Only the posts of auditor general and comptroller are explicitly protected in the Constitution, with Seanad consent being required for dismissal. But a decline in public confidence about the independence of those officers is liable to affect the large range of posts, associated with appeal and inquiry and regulation, in which independence is vital; after all, the benchmark of independence is set by the offices that enjoy explicit protection.

I do not say that the current modes and terms of appointment to Seanad Éireann are not a problem. Clearly they are. But improvement is possible on this front, short of outright abolition.

A smaller Seanad might be elected in four nine-seat constituencies such as the four used for European elections and it might be elected on the same five-year pattern, and indeed on the same day, as the European Parliament.

Proportional voting in such multiseat constituencies would guard against dominance by the major parties, and periodic election would lessen the chances of excessive alignment with the Dáil. That would give the Seanad a distinctive complexion, ensuring that it was not just a rubber-stamping body.

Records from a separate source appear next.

PR #223, opened 2026-05-20
Drop `debug` dependency

fuma-nama:
### Initial checklist

* [x] I read the support docs 

### Description of changes

Replace `debug` with a runtime `console.log()` + babel plugin, this is by possible using existing plugins with dead code elimination:

```ts
if (DEBUG) {
  console.log("will be removed by dead code elimination when combined with define plugin")
}
```

for simplicity, but let me know if you have other preferences. This allows usage of `development` export under browser environment (e.g. in dev server), without bundling it (thanks to ESM)

### DIFF
--- a/packages/micromark-build/index.js
+++ b/packages/micromark-build/index.js
@@ -17,11 +17,16 @@ import {resolve} from 'import-meta-resolve'
 import RelativizeUrl from 'relativize-url'
 
 const root = pathToFileURL(process.cwd())
+const debugConstantPath = pathToFileURL(
+  path.join(process.cwd(), 'dev/debug.js')
+)
 const files = await glob('./dev/**/*{.d.ts.map,.d.ts,.js}', {cwd: root})
 let index = -1
 
 while (++index < files.length) {
   const input = new URL(files[index], root + '/')
+  if (input.href === debugConstantPath.href) continue
+
   const output = new URL(input.href.replace(/\/dev\/(?!.*\/dev\/)/, '/'))
   const inputRelative = RelativizeUrl.relativize(input, root)
   const outputRelative = RelativizeUrl.relativize(output, root)
@@ -54,7 +59,13 @@ while (++index < files.length) {
     })
     .filter(Boolean)
 
-  const result = await babel(String(await fs.readFile(input)), {
+  // Check if ./debug.js file exists before inlining
+  try {
+    await fs.access(debugConstantPath)
+    modules.push(debugConstantPath.href)
+  } catch {}
+
+  const result = await babel(await fs.readFile(input, 'utf-8'), {
     filename: fileURLToPath(input),
     plugins: [
       [
@@ -70,8 +81,8 @@ while (++index < files.length) {
           ]
         }
       ],
-      removeDebugLog,
-      ['babel-plugin-inline-constants', {modules}]
+      ['babel-plugin-inline-constants', {modules}],
+      'babel-plugin-minify-dead-code-elimination'
     ]
   })
 
@@ -82,38 +93,4 @@ while (++index < files.length) {
   console.log('%s (from `%s`)', outputRelative, inputRelative)
 
   await fs.writeFile(output, result.code)
-}
-
-/**
- * @returns {PluginObj}
- */
-function removeDebugLog() {
-  const name = '$logDebug'
-
-  return {
-    name: 'remove-logdebug',
-    visitor: {
-      CallExpression(path) {
-        const callee = path.node.callee
-
-        // Remove `$logDebug()`.
-        if (t.isIdentifier(callee, {name})) {
-          path.remove()
-        } else if (
-          t.isMemberExpression(callee) &&
-          t.isIdentifier(callee.property, {name})
-        ) {
-          path.remove()
-        }
-      },
-      VariableDeclaration(path) {
-        if (
-          path.node.declarations.length === 1 &&
-          t.isIdentifier(path.node.declarations[0].id, {name})
-        ) {
-          path.remove()
-        }
-      }
-    }
-  }
 }
--- a/packages/micromark-build/index.js
+++ b/packages/micromark-build/index.js
@@ -90,24 +90,26 @@ while (++index < files.length) {
  *   Babel plugin.
  */
 function removeDebugLog({types: t}) {
+  const name = '$logDebug'
+
   return {
     name: 'remove-logdebug',
     visitor: {
       CallExpression(path) {
         const callee = path.node.callee
 
-        // Remove `logDebug()`.
-        if (t.isIdentifier(callee, {name: 'logDebug'})) {
+        // Remove `$logDebug()`.
+        if (t.isIdentifier(callee, {name})) {
           path.remove()
         } else if (
           t.isMemberExpression(callee) &&
-          t.isIdentifier(callee.property, {name: 'logDebug'})
+          t.isIdentifier(callee.property, {name})
         ) {
           path.remove()
         }
       },
       FunctionDeclaration(path) {
-        if (t.isIdentifier(path.node.id, {name: 'logDebug'})) {
+        if (t.isIdentifier(path.node.id, {name})) {
           path.remove()
         }
       }
--- a/packages/micromark-build/index.js
+++ b/packages/micromark-build/index.js
@@ -106,8 +106,11 @@ function removeDebugLog() {
           path.remove()
         }
       },
-      FunctionDeclaration(path) {
-        if (t.isIdentifier(path.node.id, {name})) {
+      VariableDeclaration(path) {
+        if (
+          path.node.declarations.length === 1 &&
+          t.isIdentifier(path.node.declarations[0].id, {name})
+        ) {
           path.remove()
         }
       }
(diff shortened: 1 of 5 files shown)


packages/micromark/dev/lib/create-tokenizer.js
```diff
@@ -715,3 +712,8 @@ function serializeChunks(chunks, expandTabs) {
 
   return result.join('')
 }
+
+/** @param {string} v  */
+function $logDebug(v) {
+  console.log(`[micromark] ${v}`)
```
remcohaszing: The `debug` package respects the `DEBUG` environment variable. This implementation does not. That would be a breaking change.

Tyical console methods accept a number of arguments to log. These are typically separated by a space in the output. IMO it’s nicer to pass multiple arguments instead of concatenating strings.

```js
console.log('[micromark]', v)
```

We can take this a step further. Some environments (e.g. Chrome DevTools) log the location where console methods are called. In this case, that would be `create-tokenizer.js:718`

If we remove the wrapper method, and call the console method directly, that would preserve the positional information. We can achieve this and still customize the behaviour using `Function.bind()`.

```js
const $logDebug = console.log.bind(console, '[micromark]')
```

We can take this one step further and more fitting log level.

```js
const $logDebug = console.debug.bind(console, '[micromark]')
```

Maybe this should be the browser implementation. The default implementation could respect the `DEBUG` environment variable. This can be configured using package imports.

```js
export const $logDebug = process.env.DEBUG?.includes('micromark')
  ? console.debug.bind(console, '[micromark]')
  : () => {}
```

packages/micromark-build/index.js
```diff
@@ -80,3 +80,39 @@ while (++index < files.length) {
 
   await fs.writeFile(output, result.code)
 }
+
+/**
+ *  @import {PluginObj} from '@babel/core'
```
remcohaszing: Type imports should go in their own dedicated JSDoc comment on top of the module (above the imports, below the shebang).

packages/micromark-build/index.js
```diff
@@ -80,3 +80,39 @@ while (++index < files.length) {
...
+ *
+ * @param {{types: typeof import('@babel/core').types}} api
```
remcohaszing: This import can be done with an `@import` tag. But also, doesn’t Babel provide an actual type for the plugin API?

remcohaszing (changes requested):
I have some suggestions. But also, I don’t think of dropping any CJS dependencies as a goal of micromark.

I would love to get some input on this from other maintainers who are more involved with micromark internals.

Murderlon:
> I have some suggestions. But also, I don’t think of dropping any CJS dependencies as a goal of micromark.
> 
> I would love to get some input on this from other maintainers who are more involved with micromark internals.

To start off, I am not someone involved with micromark internals. However my two cents: in the age of supply chain attacks, having less dependencies is a better idea than ever, especially if the code is minimal and rarely/never changes. It's better to own things than to have dependencies (when feasible).

packages/micromark-build/index.js
fuma-nama: cannot remember the details as I haven't used babel for a long time, I only found:

```ts
export type PluginTarget = string | object | ((...args: any[]) => any);
```

in the types package, I might have overlooked something I guess.

packages/micromark/dev/lib/create-tokenizer.js
fuma-nama: hmm I see, will change that. But `process.env` is a Node.js thing, probably need some extra checks to work on browsers.

fuma-nama:
yep it's one of my motivations, and one of the advantages of ESM is that it works on browsers without additional bundling or transpiling. Currently to use the npm version (not `https://esm.sh` etc) on browser, it needs something like Vite + optimize deps to transpile the cjs deps, but `micromark` is already ESM-only, removing the last cjs dep allows it to take effect, which is great I think.

packages/micromark/dev/lib/create-tokenizer.js
```diff
@@ -715,3 +712,8 @@ function serializeChunks(chunks, expandTabs) {
 
   return result.join('')
 }
+
+const $logDebug =
+  typeof process !== 'undefined' && process.env.DEBUG?.includes('micromark')
```
ChristianMurphy: Bug. The `n/prefer-global/process` lint rule fails on this line because `process.env.DEBUG` is read without `import process from 'node:process'` at the top of the file. Running `xo` locally on the PR head produces two errors at col 10 and col 37. The `build/index.js` change in this PR already adds the same import for itself; adding it here clears the lint.

ChristianMurphy: Question. The substring check diverges from the `debug` package's pattern semantics in two places. `DEBUG=*` (the common \"enable everything\" pattern) returns false because the literal `micromark` is not in `*`. And `DEBUG=somethingmicromark` matches because it is a bare substring. If the goal is a minimal maintainer-only flag, the current shape is fine; if existing `DEBUG` patterns developers already have set should keep working for micromark too, splitting on whitespace and comma and matching each entry against `micromark` or `*` covers both cases in one extra line. See the [`debug` README on wildcards](https://github.com/debug-js/debug#wildcards).

packages/micromark-build/index.js
```diff
@@ -80,3 +83,37 @@ while (++index < files.length) {
...
+        // Remove `$logDebug()`.
+        if (t.isIdentifier(callee, {name})) {
+          path.remove()
+        } else if (
+          t.isMemberExpression(callee) &&
+          t.isIdentifier(callee.property, {name})
+        ) {
+          path.remove()
+        }
+      },
```
ChristianMurphy: Bug. `path.remove()` on a `CallExpression` produces the desired statement strip only when the call sits at statement position. When the call appears inside an expression, babel removes the call node and silently rewrites the surrounding expression. I ran the plugin on three shapes:
 
- `const x = $logDebug('a') || 'b'` becomes `const x = 'b'`
- `console.log($logDebug('a'))` becomes `console.log()`
- `return $logDebug('a')` becomes `return;`
 
The current dev source only uses `$logDebug` as a top-level statement, so today's build is correct, but the plugin gives no signal if a future caller uses it in expression position. Two options: guard with `path.parentPath.isExpressionStatement()` before removing, or replace with `t.identifier('undefined')` so misuse stays visible. See [babel-traverse](https://babeljs.io/docs/babel-traverse) for the path API.

packages/micromark-build/index.js
```diff
@@ -80,3 +83,37 @@ while (++index < files.length) {
...
+      VariableDeclaration(path) {
+        if (
+          path.node.declarations.length === 1 &&
+          t.isIdentifier(path.node.declarations[0].id, {name})
+        ) {
+          path.remove()
+        }
+      }
```
ChristianMurphy: Suggestion. The visitor only matches declarations with exactly one declarator. If anyone later writes `const $logDebug = ..., other = 1`, the helper stays in the production bundle. Targeting the matching `VariableDeclarator` instead avoids the gap. The current declaration is a single dedicated `const`, so this is theoretical.

packages/micromark/dev/lib/create-tokenizer.js
fuma-nama: Hmm, to clarify, my original goal wasn't to re-implement the same API surface like debug do, I think I can replicate this for backward compat, but I am neither sure if the flag was intentional for maintainer-only use.

packages/micromark-build/index.js
fuma-nama: I was thinking if we can simply do `if (IS_DEBUG)` + a babel plugin, would agree the current solution isn't good, it was simply built minimally based on the current usage (so far it's the only file that actually uses `debug`).

fuma-nama:
I just realized there is already a define plugin in the build pipeline (wooorm called it inline constants), it's possible to use traditional approaches like `if (IS_DEBUG)` without much hacking with babel plugins.

The new code works pretty well with babel's official dead code elimination plugin, and should fully align with `debug`'s behaviour now.

hushino:
Is this related to the spam of prints in terminal that can cause if run dev in tanstack start during ssr?  
for reference i fix it  with this code in vite config that map to production entry points: 
resolve: {
    tsconfigPaths: true,
    alias: {
      'micromark/stream': require.resolve('micromark/stream'),
      'micromark': require.resolve('micromark'),
    },
  },

ChristianMurphy:
> Is this related to the spam of prints in terminal that can cause if run dev in tanstack start during ssr?

No, this PR is a dependency update that keeps the logging behavior largely as is.
The spam of logs you're seeing is likely because tanstack is overbroad in where it gets develop scoping of dependencies.
The default build, which tanstack likely should use, doesn't even have the logging code in the source https://github.com/micromark/micromark/blob/774a70c6bae6dd94486d3385dbd9a0f14550b709/packages/micromark/package.json#L55-L62

wooorm:
I think it is better to spend your energy on improving `debug` (and Vite). Or having another tool like it that does work and is also popular.

micromark is really complex and debugging is very importing. But maintaining a debugger here is... not a goal?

The ideal forum for discussing such a possible reform, of course, would be in the constitutional convention that the Government plans. It beggars belief that the issue of the Seanad is not on the agenda for that body.

The Government’s ever-narrowing view on what the convention should discuss, in particular its recent focus on the President’s term in office and on the appropriate voting age, is disappointing. It reminds me of the once-eminent Irish theologian who allegedly opined that calling the Second Vatican Council was an inspired decision, since a council was badly needed to discuss two issues: the exact status of St Joseph and the precise definition of servile work.

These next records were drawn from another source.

PR #224, opened 2026-05-25
fix: allow hard breaks when tabs precede trailing spaces

### LINKED ISSUE #206: Trailing tab "cancels" hard line break
### Initial checklist

- [x] I read the [support docs](https://github.com/micromark/.github/blob/main/support.md)
- [x] I read the [contributing guide](https://github.com/micromark/.github/blob/main/contributing.md)
- [x] I agree to follow the [code of conduct](https://github.com/micromark/.github/blob/main/code-of-conduct.md)
- [x] I searched [issues](https://github.com/search?q=user%3Amicromark&type=issues) and [discussions](https://github.com/orgs/micromark/discussions) and couldn’t find anything (or linked relevant results below)

### Affected package

micromark

### Steps to reproduce

```ts
import { fromMarkdown } from 'mdast-util-from-markdown'
import { inspect } from 'unist-util-inspect'
console.log(
  inspect(
    fromMarkdown(`foo	  
bar`)
  )
)
console.log(
  inspect(
    fromMarkdown(`foo  
bar`)
  )
)
```

### Actual behavior

```
root[1] (1:1-2:4, 0-10)
└─0 paragraph[1] (1:1-2:4, 0-10)
    └─0 text "foo\nbar" (1:1-2:4, 0-10)
root[1] (1:1-2:4, 0-9)
└─0 paragraph[3] (1:1-2:4, 0-9)
    ├─0 text "foo" (1:1-1:4, 0-3)
    ├─1 break (1:4-2:1, 3-6)
    └─2 text "bar" (2:1-2:4, 6-9)
```

### Expected behavior

Both trees have line breaks. The [spec](https://spec.commonmark.org/0.31.2/#hard-line-break) doesn't seem to tell that tab should cancel line break. 
Users often bring trailing spaces and tabs when typing text in WYSIWYG editors

### Runtime

_No response_

### Package manager

_No response_

### Operating system

_No response_

### Build and bundle tools

_No response_

wyf027:
### Initial checklist

* [x] I read the support docs 

### Description of changes

This fixes hard line break detection when tabs appear before trailing spaces, such as `foo\t  \nbar`.

Hard breaks require two or more spaces immediately before the line ending. Tabs earlier in the line suffix are still trimmed as line suffix whitespace, but they no longer cancel a hard break when the final contiguous run is at least two spaces. Tabs directly before the line ending, such as `aaa  \t\nbb`, still produce soft breaks.

Test plan:

* [x] Updated mixed suffix tests in `test/io/text/hard-break.js`
* [x] Added regression test for #206
* [x] `npm run build`
* [x] `npm run format`
* [x] `npm run test-api-dev` (1928 tests)

Closes #206


ChristianMurphy (changes requested):
Thanks for digging into this! I applied the patch to a copy of `micromark@4.0.2` and ran it against [commonmark.js](https://github.com/commonmark/commonmark.js): all 6 cases the PR touches now produce the hard break the reference produces, [§6.7](https://spec.commonmark.org/0.31.2/#hard-line-breaks) spec examples 633–647 still pass unchanged, and a few edges (tab + 1 space, just tabs, many tabs + 2 spaces, hard break inside emphasis) all match the reference's call.

Two things worth a look before merge:

**Bug.** The new `trailingHardBreakSpaces` lands between the existing `@type {Resolver}` JSDoc and `resolveAllLineSuffixes`. JSDoc only attaches to the next declaration, so `resolveAllLineSuffixes` ends up un-annotated, and `tsc --strict --checkJs` (which `npm run build` invokes) flags both params as implicit `any`:

```
text.js(184,33): error TS7006: Parameter 'events' implicitly has an 'any' type.
text.js(184,41): error TS7006: Parameter 'context' implicitly has an 'any' type.
```

Move `trailingHardBreakSpaces` above the `@type {Resolver}` block, or below `resolveAllLineSuffixes`, so the annotation lands on its target.

**Suggestion.** The new function repeats the backward walk the existing loop already does. Could fold both into one pass by tracking `trailingSpaces` alongside `size`: count only while a contiguous space run is still in progress, stop on first tab or non-space chunk. Then `tabs ||` becomes `trailingSpaces < 2` and the helper isn't needed. I benched the duplicate walk at +0–3% on a worst-case shape (200 lines, `tab+2sp` every line), so it's style not perf, but the redundancy obscures what's going on.

One small note: [§6.7](https://spec.commonmark.org/0.31.2/#hard-line-breaks) says *"preceded by two or more spaces"* without spelling out what happens when tabs are mixed in (more context in #206). The behavior here matches commonmark.js, which is a defensible interpretation, but a one-line comment above the disqualifier would save the next reader the same dig.

Potentially Out-of-scope FYI: micromark currently consumes the trailing tab into `<br />` (`foo\t  \n` → `<p>foo<br />`), while commonmark.js preserves it as `<p>foo\t<br />`. Not part of this PR, just on the list for later if anyone's chasing exact parity.

wyf027:
Implemented the requested changes in 78664c6:

- Removed the separate `trailingHardBreakSpaces` helper so the `@type {Resolver}` JSDoc attaches to `resolveAllLineSuffixes` again.
- Folded trailing-space tracking into the existing backward walk with a contiguous-space-run marker.
- Added a short comment explaining that only spaces contiguous with the line ending count toward hard break detection.
- Updated the PR body to use the project template.

Local verification:
- `npm run build`
- `npm run format`
- `npm run test-api-dev` (1928 tests)

The remaining canary failures appear to be the same Node 26.2.0 / `yargs` ESM issue also seen on #223/#225, not specific to this PR.

PR #225, opened 2026-05-26
fix: import debug compatibly in development ESM bundle

### LINKED ISSUE #217: micromark: development-only ESM export requires transpiling on Vite dev server
### Initial checklist

- [x] I read the [support docs](https://github.com/micromark/.github/blob/main/support.md)
- [x] I read the [contributing guide](https://github.com/micromark/.github/blob/main/contributing.md)
- [x] I agree to follow the [code of conduct](https://github.com/micromark/.github/blob/main/code-of-conduct.md)
- [x] I searched [issues](https://github.com/search?q=user%3Amicromark&type=issues) and [discussions](https://github.com/orgs/micromark/discussions) and couldn’t find anything (or linked relevant results below)

### Affected package

micromark@4.0.2

### Steps to reproduce

1. Create a Vite app that doesn't optimize any deps by default.
2. Import micromark, or higher-level packages like remark.

### Actual behavior

Observe:

```
create-tokenizer.js:40 Uncaught SyntaxError: The requested module '/node_modules/.pnpm/debug@4.4.3/node_modules/debug/src/browser.js?v=7d7df986' does not provide an export named 'default' (at create-tokenizer.js:40:8)
```

This is because the `development` export condition will be triggered on dev server:

```
  "exports": {
    ".": {
      "development": "./dev/index.js",
      "default": "./index.js"
    },
    "./stream": {
      "development": "./dev/stream.js",
      "default": "./stream.js"
    }
  },
```

(I saw your discussion in https://github.com/vitejs/vite/issues/4815, but it's indeed the current behaviour on Vite 8)

And in development exports, dependency `debug` has its own `browser` export condition which is a CJS module, micromark is a ESM module, the way `create-tokenizer.js` imports `debug` will cause error on Vite.

### Expected behavior

I think preferably the ESM bundle should works in browser without further bundling, like a defensive measure as follows:

```ts
import * as createDebug from 'debug'

const debug = (createDebug.default ?? createDebug)('micromark')
```

Can fix the original issue.

While experimenting, `unified` also had a similar problem with `extend` (cjs), and `hast-util-to-jsx-runtime` with `style-to-js`, both can be patched this way. Not sure about your thoughts on this, I am willing to open a PR if you want.

This will save some work when maintaining Vite configs, because those cjs deps are transitive, consumers have to hardcode them in Vite configs like `["pkg-a > unified", "pkg-a > micromark"]`, especially the dep graph can be complicated. Also considering both CJS deps should have not problems in browser environment, only some workarounds are needed to get it working.

(upstream issue for reference: https://github.com/fuma-nama/fumadocs/issues/3205)

### Runtime

Chrome

### Package manager

pnpm

### Operating system

Darwin Kernel Version 24.6.0

### Build and bundle tools

Vite

wyf027:
### Initial checklist

* [x] I read the support docs 

### Description of changes

This changes the development bundle `debug` import to use a namespace import with a `default` fallback, fixing the Vite dev-server case where `debug` resolves to its CJS `browser` build and does not provide a default ESM export.

This overlaps with #223, which removes the `debug` dependency more broadly. This PR is the narrower compatibility fix for #217; I am fine with closing it if maintainers prefer #223 as the path forward.

Test plan:

* [x] `npm run test-api-dev` (1927 tests pass)

Fixes #217


ChristianMurphy:
This is solving the same problem as https://github.com/micromark/micromark/pull/223

wyf027:
Thanks for pointing out the overlap with #223. I updated this PR body to use the project template and called that out explicitly.

This PR is the narrower compatibility fix for #217, while #223 removes the debug dependency more broadly. I am fine with closing this in favor of #223 if that is the preferred direction.

I also checked the failing CI logs: the failures are from the canary workflow running against Node 26.2.0 and hitting `require is not defined in ES module scope` in `yargs`; the same canary/Node failure pattern is present on #223, so it does not look specific to this PR change.

wyf027:
Closing this in favor of #223. A maintainer noted this PR solves the same problem as #223, and the broader PR remains the active path for that direction. The remaining failing checks here are the Node 26/yargs canary issue already noted above, not a PR-specific fix.

PR #232, opened 2026-09-05
Preserve dotless i in identifier normalization

DePasqualeOrg:
### Initial checklist

* [x] I read the support docs 

### Description of changes

This PR keeps dotless `ı` distinct from ASCII `I`/`i` during identifier normalization, matching Unicode default case folding and preventing reference links from resolving to non-equivalent labels.

It documents the exception and adds regression tests. All 1,928 tests pass.


wooorm:
Not what CM does? https://spec.commonmark.org/dingus/?text=%5BI%5D%3A%20%2Fa%0A%0A%5Bı%5D%3A%20%2Fb%0A%0A%5Ba%5D%5Bi%5D%20%5Bb%5D%5Bı%5D

DePasqualeOrg:
I investigated this using Claude Code, which produced the following analysis based on verified evidence. I’ve also submitted a [PR](https://github.com/commonmark/commonmark.js/pull/308) in commonmark.js to fix this issue there.

---

The dingus runs commonmark.js, and its [`normalizeReference`](https://github.com/commonmark/commonmark.js/blob/2cbde72f5137fcc4b0c829903a13c9500fe3003c/lib/inlines.js#L101-L108) normalizes with `.toLowerCase().toUpperCase()`. That approximates case folding closely enough for `ẞ`/`SS`, but `'ı'.toUpperCase()` is `'I'`, so it collides dotless i with ASCII I. [`micromark-util-normalize-identifier`](https://github.com/micromark/micromark/blob/774a70c6bae6dd94486d3385dbd9a0f14550b709/packages/micromark-util-normalize-identifier/dev/index.js) does the same, which is what this PR changes.

That shortcut came from [commonmark.js#168](https://github.com/commonmark/commonmark.js/issues/168), which replaced a generated case-folding table with it in [`b8fc0c71`](https://github.com/commonmark/commonmark.js/commit/b8fc0c715a7fd4a79f851eac47fa7c43747c998f). The case for it was that the pair “normalize ALL characters in the same way as case fold spec”, measured on Node 12, alongside a size and ASCII performance win. The size and speed arguments hold; the equivalence claim does not, and dotless i is where it fails.

CommonMark specifies [Unicode case fold](https://spec.commonmark.org/0.31.2/#matches) for label matching, and the two are distinct under it: `I` folds to `i`, while `ı` has no fold and stays `ı`.

The two reference implementations disagree on your example:

```markdown
[I]: /a

[ı]: /b

[a][i] [b][ı]
```

cmark, through GitHub, resolves the labels separately:

```html
<p><a href="/a">a</a> <a href="/b">b</a></p>
```

commonmark.js 0.31.2 sends both to `/a`, because the second definition collides with the first and the earlier one wins:

```html
<p><a href="/a">a</a> <a href="/a">b</a></p>
```

The corresponding fix for commonmark.js is submitted as [#308](https://github.com/commonmark/commonmark.js/pull/308).

Dotless i is the only character this affects. Scanning the BMP for characters where `.toLowerCase().toUpperCase()` merges what `casefold()` keeps apart returns `I`/`i` against `ı` and nothing else, once codepoints unassigned in Unicode 16.0 are excluded. So skipping it closes the gap rather than patching one instance of a wider problem.

This PR moves micromark to the behavior the spec describes.

wooorm:
Have you considered the inverse, that there is something to fix in C, or the spec?

DePasqualeOrg:
@wooorm, I'm not deeply familiar with the C implementation or the spec. I encountered this issue while building a markdown editor that requires compatibility between various markdown engines. I've spent over an hour doing due diligence on this issue using Claude Code and Codex, to make sure I'm not wasting anyone's time. Claude Code says this isn't an issue in the C implementation or the spec. Questions like this could be easily resolved if you would use the same tools, informed by your much better familiarity with the subject matter.

wooorm:
You can forward my question to your tools!

DePasqualeOrg:
I did just that, before responding to you.

wooorm:
Hmm, then I don't have an answer yet? "Claude Code says this isn't an issue in the C implementation or the spec." is just regurgitating that they are different. Yes, they are. But it's not an answer whether they should be changed?

DePasqualeOrg:
@wooorm, please stop being difficult. I think it's already clear from what I wrote that I investigated exactly this point. The spec doesn't justify the current behavior in JavaScript.

wooorm:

One final, historical point. All parties are committed to the idea that Ireland is a republic, in the long and fine tradition of constitutional republicanism. A centrepiece of that tradition, which ultimately goes back to republican Rome, is that the people should rule themselves via the interaction of distinct assemblies and authorities, not via any single representative, individual or corporate.

In seeking the abolition of the Seanad, the Government is not only putting good politics before good government. It is failing to keep faith with the commitment to the multicentred form of popular sovereignty to which our republican tradition binds us.


Philip Pettit, a native of Ballygar, Co Galway, is LS Rockefeller University professor of politics and human values at Princeton University. He recently gave an opening address at a UCD conference on the Constitution

CONSTITUTIONAL REPUBLICANISM

ORIGINATING IN republican Rome, and re-awakened in Renaissance Florence, Venice and other city-states, classical, Italian-Atlantic republicanism is a political philosophy that shaped modern regimes like the Dutch, the English and the American republics.

Championed in Ireland by Wolfe Tone, it argues constitutionally for a system of law that gives people a rich form of freedom. The law should empower and protect citizens against being dominated by others – against being able to act only by the grace and leave of others – in how they exercise personal choice.

And while providing this protection against private domination, it should also protect them against public domination; it should let them share equally in shaping the very law itself.

This role argues for organising popular power on the basis of universal electoral and contestatory rights and allowing that power to shape law via a "mixed constitution": that is, an arrangement in which power is dispersed amongst interacting authorities, each with its own responsibility to the people.

The interaction derives from the independent powers conferred on distinct legislative chambers, on the courts and other tribunals, and on appointed officers like auditors and statisticians, regulators, ombudsmen and central bankers.